The Latin (above) has been variously translated as:

Four chief sources of ignorance: respect for authority; custom; the sense of the ignorant crowd; and the vain, proud unteachableness of our dispositions. (The Latter Rain by Jay Atkinson)

Four very significant stumbling-blocks in the way of grasping the truth, which hinder every man (sic) however learned, and scarcely allow anyone to win a clear title to wisdom, namely: the example of weak and unworthy authority, longstanding custom, the feeling of the ignorant crowd, and the hiding of our own ignorance while making a display of our apparent knowledge.

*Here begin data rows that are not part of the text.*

PR #1528, opened 2021-04-27
Remove deprecation for the JSON formatter

aurelien-reeves:
As discussed at our last community meeting, the JSON formatter is no more deprecated, but entering maintenance mode.

### DIFF
--- a/lib/cucumber/cli/options.rb
+++ b/lib/cucumber/cli/options.rb
@@ -24,7 +24,7 @@ module Cucumber
                                                               "#{INDENT}the usage formatter, except that steps are not printed."],
         'junit'       => ['Cucumber::Formatter::Junit',       "Generates a report similar to Ant+JUnit. Use\n" \
                                                               "#{INDENT}junit,fileattribute=true to include a file attribute."],
-        'json'        => ['Cucumber::Formatter::Json',        '[DEPRECATED] Prints the feature as JSON'],
+        'json'        => ['Cucumber::Formatter::Json',        'Prints the feature as JSON'],
         'message'     => ['Cucumber::Formatter::Message',     'Outputs protobuf messages'],
         'html'        => ['Cucumber::Formatter::HTML',        'Outputs HTML report'],
         'summary'     => ['Cucumber::Formatter::Summary',     'Summary output of feature and scenarios']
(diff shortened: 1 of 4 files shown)


luke-hill:
Possibly not for this PR. But should we put in the readme/formatter output which ones use legacy ruby code and which ones use protobuf?

I know with the migration to JSON schema this might not help. But it would show users which ones are generic and maintained in 1 location

aurelien-reeves:
I though about adding something like that somewhere, like the `docs/cli.md` from cucumber-js: https://github.com/cucumber/cucumber-js/commit/21c03499eb4772a6efef7cb8965de244eebc3dbc?

But did not found where to put that info.

Maybe as ruby-doc in the json formatter itself at first?

lib/cucumber/cli/options.rb
```diff
@@ -24,7 +24,7 @@ class Options
                                                               "#{INDENT}the usage formatter, except that steps are not printed."],
         'junit'       => ['Cucumber::Formatter::Junit',       "Generates a report similar to Ant+JUnit. Use\n" \
                                                               "#{INDENT}junit,fileattribute=true to include a file attribute."],
-        'json'        => ['Cucumber::Formatter::Json',        '[DEPRECATED] Prints the feature as JSON'],
+        'json'        => ['Cucumber::Formatter::Json',        'Prints the feature as JSON'],
```
luke-hill, line 27: I meant for example on this line, could we say something like (Does not use messages)

Again, if you feel this needs a wider discussion, maybe at Cukenfest tomorrow I can do.

aslakhellesoy: I don't think the users will be any wiser if we say what you suggest @luke-hill. I propose:

```
Prints the feature as JSON. The JSON format is in maintenance mode. Please consider using the message formatter instead.
```

aslakhellesoy (changes requested):
LGTM, just change the `--help` text to what I suggested.

lib/cucumber/cli/options.rb
aurelien-reeves: I would go further with something like:
`Prints the feature as JSON. The JSON format is in maintenance mode. Please consider using the message formatter with the standalone json-formatter instead (https://github.com/cucumber/cucumber/tree/master/json-formatter).`

I think that someone with the need for formatting as json has not the same needs as someone which would benefit from the messages directly.

Also we could add later a dedicated webpage for the json-formatter somewhere

luke-hill: Go for it. Both those options are 10* better than mine

PR #1531, opened 2021-05-01
Fix skip scenario retry

eduardrudko:

https://github.com/cucumber/cucumber-ruby/issues/1521

No solution yet

**Additional context**
For now scenario is failing since we have bug there, once the fix is on place it should pass


eduardrudko:
@mattwynne i've scheduled a session for us on March 4.

mattwynne:
> @mattwynne i've scheduled a session for us on March 4.

Gah sorry again I had to reschedule. I hope you can make the new time!

PR #1536, opened 2021-05-10
Fix 'attach' when passing null byte in the data

### LINKED ISSUE #1529: `attach` fails when data is an array with a null byte
`File#file?` raise an error when there is a null byte in the data, leading to the data being lost instead of being properly encoded and attached.

```ruby
When('an array with {int} bytes is attached as plain/text') do |size|
  data = (0..size-1).map {|i| [i].pack('C') }.join
  attach(data, "text/plain") # path name contains null byte (ArgumentError)
end
```

possible fix:
```ruby
      def attach(file, media_type = nil)
        return super unless File.file?(file)

        # snip...

      rescue
        return super
      end
```

aurelien-reeves:

Fixes #1529 

Rescue any standard error in the attach method, then call super without any further process around it

### DIFF
--- a/CHANGELOG.md
+++ b/CHANGELOG.md
@@ -16,9 +16,14 @@ Please visit [cucumber/CONTRIBUTING.md](https://github.com/cucumber/cucumber/blo
 
 ### Fixed
 
+- `attach` can now handle null bytes in the data.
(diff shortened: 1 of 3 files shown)


aurelien-reeves:
Thanks @luke-hill 

I've just commit fixes for your suggestions

PR #1549, opened 2021-06-03
Update rule feature to test using tags

luke-hill:
Allow Rules to be used in cucumber-ruby

### cucumber-ruby
- Fix the rule test to use a tagged rule

### gherkin
- Fix GherkinQuery to build up the backward looking tag logic when in `Rule` as well as `Feature` (Previously just used feature).

**Additional context**
Needs to be merged AFTER the gherkin fix.


luke-hill:
This will fail CI currently. Once I've then merged in the fix to gherkin it should then pass.

aurelien-reeves:
Could we have a scenario which tries filtering on the rule's tag?

aurelien-reeves (approved):

luke-hill:
I think you can see that in the "passing" commit, it did actually pass. I just forgot a line of the tag (Which I copied in the latter commit).

luke-hill:
Note to all: This requires a new version of gherkin-ruby (Slated to be v19.0.4), which in turn will require other things updating first. It is a hard-blocker that those items are released **before** this PR can be rebased and merged.

aurelien-reeves (approved):

PR #1554, opened 2021-06-18
remove reference to protobuf in formatters help

davidjgoss:


olleolleolle:
This is a helpful change, and the message is now more truthful.

olleolleolle (approved):
Looks good to me, please merge the change!

luke-hill (approved):
I had to check the logs to check we have actually got rid of them. Although it's not actually out cut as a version yet I don't believe.

aslakhellesoy:
The `main` branch still uses protobuf messages since #1554 isn't merged yet, but this change is still valid.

Four causes of error: the example of unreliable and unsuited authorities, the long duration of habit, the opinion of the ignorant masses, and the propensity of humans for disguising ignorance by the display of psuedo-wisdom. (Internet Encyclopedia of Philosophy)

Four chief obstacles in grasping truth: submission to faulty and unworthy authority, influence of custom, popular prejudice, and concealment of our own ignorance.

Four barriers blocking the road to truth: submission to unworthy authority, the influence of custom, popular prejudice, and concealment of one's ignorance with a technical show of wisdom. (The Encyclopedia of Philosophy)

Four obstacles to real wisdom and truth, viz. errors and their sources (the four general causes of human ignorance): the example of weak and unreliable authority; continuance of custom, regard to the opinion of the unlearned, and concealing one's own ignorance, together with the exhibition of apparent wisdom. (The Catholic Encyclopedia)

Four stumbling blocks to truth: unworthy authority, custom and convention, unrefined sensibilities, and the ostentation of seeming wisdom. (This is the way I learned them from Wanda's wall hanging via Ian Reid.)